Task requirements:
Transcribe only the lines between the first line of the records and the line containing "if let Ok(header_value)", inclusive, exactly as written.
▬▬▬▬▬▬▬▬▬▬
PR #978, opened 2021-04-16
app: inbound: fuzzer: generalise fuzzers and solve coverage build

DavidKorczynski:
This PR is an effort to generalise the inbound fuzzer by allowing it to sending an arbitrary number of random packets. 

This PR also moves the structs used by the structure-aware to be defined outside the fuzz_*.rs files. This solves the coverage compilation problems we currently have - as such, following this PR we will be able to get nice coverage reports shown by OSS-Fuzz.

Signed-off-by: davkor <david@adalogics.com>

### DIFF
--- a/linkerd/app/inbound/fuzz/fuzz_targets/fuzz_target_1.rs
+++ b/linkerd/app/inbound/fuzz/fuzz_targets/fuzz_target_1.rs
@@ -1,27 +1,11 @@
 #![no_main]
-use libfuzzer_sys::arbitrary::Arbitrary;
 use libfuzzer_sys::fuzz_target;
 
-#[derive(Debug, Arbitrary)]
-struct TransportHeaderSpec {
-    uri: Vec<u8>,
-    header_name: Vec<u8>,
-    header_value: Vec<u8>,
-    http_method: bool,
-}
-
-fuzz_target!(|inp: TransportHeaderSpec| {
-    if let Ok(uri) = std::str::from_utf8(&inp.uri[..]) {
-        if let Ok(header_name) = std::str::from_utf8(&inp.header_name[..]) {
-            if let Ok(header_value) = std::str::from_utf8(&inp.header_value[..]) {
-                let rt = tokio::runtime::Runtime::new().unwrap();
-                rt.block_on(linkerd_app_inbound::http::fuzz_logic::fuzz_entry_raw(
-                    uri,
-                    header_name,
-                    header_value,
-                    inp.http_method,
-                ));
-            }
-        }
+fuzz_target!(|packets: Vec<linkerd_app_inbound::http::fuzz_logic::TransportHeaderSpec>| {
+    if packets.len() == 0 {
+        return;
     }
+
+    let rt = tokio::runtime::Runtime::new().unwrap();
+    rt.block_on(linkerd_app_inbound::http::fuzz_logic::fuzz_entry_raw(packets));
 });
--- a/linkerd/app/inbound/fuzz/fuzz_targets/fuzz_target_1.rs
+++ b/linkerd/app/inbound/fuzz/fuzz_targets/fuzz_target_1.rs
@@ -1,11 +1,12 @@
 #![no_main]
 use libfuzzer_sys::fuzz_target;
+use linkerd_app_inbound::http::fuzz_logic::*;
 
-fuzz_target!(|packets: Vec<linkerd_app_inbound::http::fuzz_logic::TransportHeaderSpec>| {
-    if packets.len() == 0 {
+fuzz_target!(|requests: Vec<HttpRequestSpec>| {
+    if requests.len() == 0 {
         return;
     }
 
     let rt = tokio::runtime::Runtime::new().unwrap();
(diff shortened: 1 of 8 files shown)


DavidKorczynski:
@hawkw you suggested also passing non utf8 strings, we could do this by creating our requests by way of the fuzz data as follows `header_value = std::str::from_utf8_unchecked(&inp.header_value[..])`, but this would mean we should wrap it in unsafe. Is this what you had in mind?

DavidKorczynski:
The CI looks to be complaining about something unrelated to the PR? https://github.com/linkerd/linkerd2-proxy/pull/978/checks?check_run_id=2363287950

linkerd/app/inbound/fuzz/fuzz_targets/fuzz_target_1.rs
```diff
@@ -1,27 +1,11 @@
...
-                let rt = tokio::runtime::Runtime::new().unwrap();
-                rt.block_on(linkerd_app_inbound::http::fuzz_logic::fuzz_entry_raw(
-                    uri,
-                    header_name,
-                    header_value,
-                    inp.http_method,
-                ));
-            }
-        }
+fuzz_target!(|packets: Vec<linkerd_app_inbound::http::fuzz_logic::TransportHeaderSpec>| {
```
olix0r, line 4: nit: You could
```rust
use linkerd_app_inbound::http::fuzz_logic::*;
```
at the top to get rid of the long paths in the implementation.

But not a blocker from my point of view.

linkerd/transport-header/fuzz/fuzz_targets/fuzz_target_structured.rs
```diff
@@ -1,22 +1,11 @@
...
-struct TransportHeaderSpec {
-    data: Vec<u8>,
-    port: u16,
-    protocol: bool,
-}
-
-fuzz_target!(|inp: TransportHeaderSpec| {
-    if let Ok(s) = std::str::from_utf8(&inp.data[..]) {
+fuzz_target!(
+    |inp: linkerd_transport_header::fuzz_logic::TransportHeaderSpec| {
```
olix0r, line 5: And similarly here...

olix0r (approved):
lgtm

hawkw:
> @hawkw you suggested also passing non utf8 strings, we could do this by creating our requests by way of the fuzz data as follows `header_value = std::str::from_utf8_unchecked(&inp.header_value[..])`, but this would mean we should wrap it in unsafe. Is this what you had in mind?

Yes, or using [`HeaderValue::from_maybe_shared_unchecked`](https://docs.rs/hyper/0.14.5/hyper/header/struct.HeaderValue.html#method.from_maybe_shared_unchecked). The one concern with doing this is that we might end up testing the behavior of the hyper client used in the fuzz test when handling invalid header values, rather than the proxy's behavior --- we would want to make sure we were actually sending the invalid bytes to the test proxy, rather than just hitting an assertion in the test support code or something...

So, I think we can save this for a future change?

linkerd/app/inbound/src/http/mod.rs
```diff
@@ -270,7 +271,15 @@ pub mod fuzz_logic {
     pub use linkerd_app_test as support;
     use linkerd_app_test::*;
 
-    pub async fn fuzz_entry_raw(uri: &str, header_name: &str, header_value: &str, is_get: bool) {
+    #[derive(Debug, Arbitrary)]
+    pub struct TransportHeaderSpec {
```
hawkw, line 275: this probably should not be called `TransportHeaderSpec`, this is for testing the inbound HTTP proxy, not the linkerd transport header parser...

linkerd/app/inbound/src/http/mod.rs
```diff
@@ -295,29 +304,29 @@ pub mod fuzz_logic {
...
-        if let Ok(req) = Request::builder()
-            .method(http_method)
-            .uri(uri)
-            .header(header_name, header_value)
-            .body(Body::default())
-        {
-            let rsp = http_util::http_request(&mut client, req).await;
-            let _body = http_util::body_to_string(rsp.into_body()).await;
+        // Now send all of the packets
+        for inp in packets.iter() {
```
hawkw, line 308: this is nitpicky, but I would probably not refer to the HTTP requests as "packets" --- i would expect a value named `packets` to be a vector of individual IP-layer packets, rather than HTTP requests.

maybe call the variable `requests`, instead?

hawkw (approved):
Overall, this looks good to me, although I had a couple of style nits that it would be good to address.

linkerd/app/inbound/fuzz/fuzz_targets/fuzz_target_1.rs
DavidKorczynski: Thanks - fixed!

linkerd/app/inbound/src/http/mod.rs
DavidKorczynski: Ah yes - thanks for catching it!

linkerd/app/inbound/src/http/mod.rs
DavidKorczynski: Agreed!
▬▬▬▬▬▬▬▬▬▬
Exercise result:
PR #978, opened 2021-04-16
app: inbound: fuzzer: generalise fuzzers and solve coverage build

DavidKorczynski:
This PR is an effort to generalise the inbound fuzzer by allowing it to sending an arbitrary number of random packets. 

This PR also moves the structs used by the structure-aware to be defined outside the fuzz_*.rs files. This solves the coverage compilation problems we currently have - as such, following this PR we will be able to get nice coverage reports shown by OSS-Fuzz.

Signed-off-by: davkor <david@adalogics.com>

### DIFF
--- a/linkerd/app/inbound/fuzz/fuzz_targets/fuzz_target_1.rs
+++ b/linkerd/app/inbound/fuzz/fuzz_targets/fuzz_target_1.rs
@@ -1,27 +1,11 @@
 #![no_main]
-use libfuzzer_sys::arbitrary::Arbitrary;
 use libfuzzer_sys::fuzz_target;
 
-#[derive(Debug, Arbitrary)]
-struct TransportHeaderSpec {
-    uri: Vec<u8>,
-    header_name: Vec<u8>,
-    header_value: Vec<u8>,
-    http_method: bool,
-}
-
-fuzz_target!(|inp: TransportHeaderSpec| {
-    if let Ok(uri) = std::str::from_utf8(&inp.uri[..]) {
-        if let Ok(header_name) = std::str::from_utf8(&inp.header_name[..]) {
-            if let Ok(header_value) = std::str::from_utf8(&inp.header_value[..]) {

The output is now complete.